As the hype around Roam Research is still not dying down, I recently started researching more deeply into the note-taking methodology it's built around. Some of the terms I kept seeing were digital gardens, evergreen notes and the Zettelkasten. As it turns out, this last one refers to a method of taking and organising notes invented by Niklas Luhmann, a German sociologist and philosopher who, over the course of his career in the 20th century has written more than 70 books and published more than 400 academic papers.

Apparently his prolific writing was made possible in big part by the note-taking method he came up with. He would take notes (more than 90,000 in total!) and instead of organising them into a hierarchical structure, they would be kept as a single, ordered stack of numbered index cards. The numbering allows linking cards together and you end up, conceptually, with an interconnected knowledge graph. Luhmann's career spanned most of the second half of the 20th century, so the notes were physical pieces of paper and were digitised only very recently, and many years after his death.

You can read more about Zettelkasten, zettelkasten.de website is a good place to start and also check out Obsidian, a free, markdown-based app that fits very nicely into the methodology. Just resist the temptation of creating folders and structure.

After a few weeks of using the Zettelkasten method and building my interconnected note library, I'm realising that Zettelkasten is not about note organisation at all. What it gives you is the opportunity to discover connections between ideas that you wouldn't normally come up with. It also lets you iterate over the ideas slowly, each note is a single, atomic piece of paper (no matter whether physical or digital) and every idea can expand organically over time.

Zettelkasten notes

Weekly favourites

  1. Andrew Wilkinson is one of the most unusual venture capitalists of our times, though the way his firm called Tiny operates is much more similar to private equity industry. Like Warren Buffet, he buys unsexy but profitable businesses with the intention of keeping them forever.

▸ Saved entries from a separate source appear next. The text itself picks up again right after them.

Issue #51, opened 2016-02-12
Two problems at the same time


abelsiqueira:
Is it possible to open two problems at the same time?

Something in the lines of

``` julia
nlp1 = CUTEstModel("HS35")
nlp2 = CUTEstModel("BARD")
f1 = obj(nlp1, nlp1.meta.x0)
f2 = obj(nlp2, nlp2.meta.x0)
```

timholy:
Interestingly, even with #97 this doesn't work:
```jl
julia> nlp1 = CUTEstModel("HS35")
Minimization problem HS35
nvar = 3, ncon = 1 (1 linear)


julia> nlp2 = CUTEstModel("BARD")
ERROR: CUTEst.CUTEstException(1,"memory allocation error")
 in #CUTEstModel#13(::Bool, ::Bool, ::Type{T}, ::String) at /home/tim/.julia/v0.5/CUTEst/src/CUTEst.jl:138
 in CUTEst.CUTEstModel(::String) at /home/tim/.julia/v0.5/CUTEst/src/CUTEst.jl:99

julia> finalize(nlp1)

julia> nlp2 = CUTEstModel("BARD")
Minimization problem BARD
nvar = 3, ncon = 0 (0 linear)
```
That line corresponds to the call to `:fortran_open_`, so it's generated by the library rather than julia.

I think that's a strong argument against #97.

abelsiqueira:
Actually, I think the problem is in `usetup`.

It seems the problem is the use of global variables inside fortran `CUTEst`. I don't think there is any interest in changing that, so maybe this should be closed as `wontfix`? @dpo, what do you think?

anriseth:
I was hoping to run lots of CUTEst problems in parallel for some benchmarking. Is that possible currently / are there any hopes of enabling that?

abelsiqueira:
Currently not possible, and maybe impossible without changing the CUTEst source.
I have updated [the branch](https://github.com/abelsiqueira/CUTEst.jl/tree/th-multi) with non-global `cutest_lib` in case you want to try to work this out. The example above fails in the same way in the new branch.

dpo:
Actually, it depends what kind of parallelism you have in mind. If you use a queuing system such as Sungrid Engine or LSF to dispatch problems on different, independent machines, and if a fresh CUTEst module is initialized independently on each machine, you should be ok.

anriseth:
[...]

PR #97, opened 2016-11-10
WIP: eliminate global cutest_lib

timholy:
I was writing code to test different models in a loop, and got the error "CUTEst: call cutest_finalize on current model first". I followed that advice, and encountered a nasty problem:
- call `CUTEst.cutest_finalize(nlp)`
- load a new problem and begin optimization
- at some random point, Julia's gc runs and triggers the finalizer on the original problem. This sets the global variable `cutest_lib` to `NULL` right in the middle of an optimization. Boom.

I didn't think to just try `finalize`, which would have worked much better. Instead, I reworked this package so that
- Each `nlp` object stores its own lib pointer
- low-level calls pass this pointer to wrappers of the library routines

This eliminates the need to manually call `finalize`. As a side benefit, it also lets you have multiple problems loaded at once. It's a fairly big change, so I'll understand if you don't want it.

The WIP is because the documentation needs to be updated, too.

### DIFF
--- a/src/CUTEst.jl
+++ b/src/CUTEst.jl
@@ -9,12 +9,10 @@ using Compat
 import Compat.String
 import Base.Libdl.dlsym
 
-# Only one problem can be interfaced at any given time.
-global cutest_instances = 0
-
 export CUTEstModel, sifdecoder
 
 type CUTEstModel <: AbstractNLPModel
+  lib     :: Ptr{Void}
   meta    :: NLPModelMeta;
 
   counters :: Counters
@@ -45,7 +43,6 @@ type CUTEstException <: Exception
 end
 
 function __init__()
-  global cutest_lib = C_NULL
   deps = joinpath(dirname(@__FILE__), "../deps")
   cutestenv = joinpath(deps, "cutestenv.jl")
   ispath(cutestenv) && include(cutestenv)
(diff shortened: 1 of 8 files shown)


dpo:
Thanks @timholy! The initial version of this package used to do just that: store the lib pointer inside the NLP. We ran into troubles that I can't recall, and it was changed to a global variable. It would be great if we could solve the multiple problem conundrum. Perhaps @abelsiqueira remembers better than I do.

gragusa:
Wherever I go I see @timholy gets there first. I was also looking a CUTESt in a loop and run into the same issue. I support this PR or any other  change that allows this.

timholy:
If it turns out there is some problem with this strategy (e.g., if there's some library that stores global state for the most recently-loaded problem), then a simpler approach will be to change that error message to direct users to call `finalize` rather than `cutest_finalize`.

abelsiqueira:
Hello @timholy . Thanks for this. I didn't realize `gc` could break it, thanks for catching it.
The second solution, direct to `finalize` was the intended use, I did make a mistake.

I don't really remember if there were a main reason to not use `cutest_lib` inside `nlp`. One reason was the additional trouble of passing `cutest_lib` to the specialized interface. However, we now believe that the specialized interface will be mostly ignored in lieu of the `NLPModels` interface.

On the other hand, the global `cutest_instances` is used also because of the "multiple problem conundrum" (#51). Could you test it?

timholy:
Closing due to https://github.com/JuliaSmoothOptimizers/CUTEst.jl/issues/51#issuecomment-259796267

timholy:
I'll leave the branch around just in case someone comes up with a workaround, but feel free to delete it whenever you feel like it.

He recently sat down with Harry Stebbings from 20 Minute VC podcast and had a super insightful and entertaining talk.
  2. How do you take a product from nothing, through a validation to a successful launch and beyond? One of the founders of Tuple, Ben Orenstein had a talk at MicroConf 2019 in which he shared his knowledge and insights. It's almost 40 minutes on YouTube but I consumed it audio-only and got probably 99% of the value. You can watch / listen to it here.
  3. I've been looking for a solid wireless charger for a longer while and it looks like I already found something that's 10x better than the usual, Chinese-made products you can find find on Amazon. It's made of aluminium, has a nice size, solid weight, USB C port and is made by a company called Satechi. It's pretty expensive for a phone charger but well worth it. Probably one of the best tech purchases I made this year. I bought it on Amazon.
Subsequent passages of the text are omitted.